Question: Inconsistent Subseting using norm2Filter in FlowCore
0
3.7 years ago by
peterfoster20
United States
peterfoster20 wrote:

I recently discovered that the application of (at least) norm2Filter() is not consistent when replicated.  I've pasted an example below.  In the example dataset the differences are small--just a few events.  In my much larger experimental datasets, however, the number of events changes by the hundreds and can significantly alter some of the downstream analysis.

n2f <- norm2Filter(filterId="myNorm2Filter", x=list("FSC-H", "SSC-H"), scale.factor=1)
xyplot(FSC-H~SSC-H, data=dat, filter=n2f, smooth=FALSE, xbin=256, stats=TRUE)
## Same filter, inconsistent subsetting.
sapply(1:15, function(x) {  fres <- Subset(dat, n2f); return(nrow(fres))  })

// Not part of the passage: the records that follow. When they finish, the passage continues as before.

Issue #342, opened 2022-07-19
arm64 wheel for Mac M1?


jonblower:
Hi, I recently came across an issue when installing numcodecs as a dependency of kerchunk on an M1 Mac (via `pip`). I was aiming to get the latest version (0.10.0) but ended up with 0.7.3, presumably because it was not able to build the latest version. I was then missing the "shuffle" codec. See https://github.com/fsspec/kerchunk/issues/195.

There is a 0.10.0 build in conda-forge that works. Is it possible to make this available via pip please?

PR #427, opened 2023-04-03
[CI] Use concurrency to cancel-in-progress workflows on new commit

psobolewskiPhD:
This PR adds concurrency and cancel-in-progress to the CI workflows. See:
https://docs.github.com/en/actions/using-jobs/using-concurrency
What this means is if workflows are running when a new commit is pushed, they are canceled and restarted, rather than piling up.

I tested this on my fork, see: https://github.com/psobolewskiPhD/numcodecs/actions/runs/4600373158

TODO:

- [ ] Unit tests and/or doctests in docstrings
- [ ] Tests pass locally
- [ ] Docstrings and API docs for any new/modified user-facing classes and functions
- [ ] Changes documented in docs/release.rst
- [ ] Docs build locally
- [ ] GitHub Actions CI passes
- [ ] Test coverage to 100% (Codecov passes)

PR #428, opened 2023-04-03
[CI] use CIBW overrides to build arm64 macOS wheels

psobolewskiPhD:
At present numcodecs doesn't have wheels for arm64 macOS.
It builds from source just fine, but not everyone may have development tools.
Wheels make things potentially safer and of course faster.

closes: https://github.com/zarr-developers/numcodecs/issues/342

I soon realized that if I set.seed() prior to the subset, the issue goes away, and the same number of events (and presumably the same ones) are returned each time.

sapply(1:15, function(x) {  set.seed(1); fres <- Subset(dat, n2f); return(nrow(fres))  })

Is this because the Subset() command in combination with the norm2Filter() is using some kind of "training set" which is randomly selected?  How can I modify the norm2Filter() and/or Subset() functions to use the WHOLE dataset so that my analysis is not sensitive to the RNG?

flowcore filter subsetting gate • 502 views
modified 3.7 years ago by Jiang, Mike1.2k • written 3.7 years ago by peterfoster20
Answer: Inconsistent Subseting using norm2Filter in FlowCore
0
3.7 years ago by
Jiang, Mike1.2k
Jiang, Mike1.2k wrote:

%in% method for norm2filter (the actual computing engine dispatched by 'Subset' method) uses 'CovMcd' function ('rrcov' package) to estimate the covariance matrix. 'CovMcd' does use random seed to sample data by default. I don't think we should change that behavior.

What you did was right: set seed explicitly before 'Subset` call.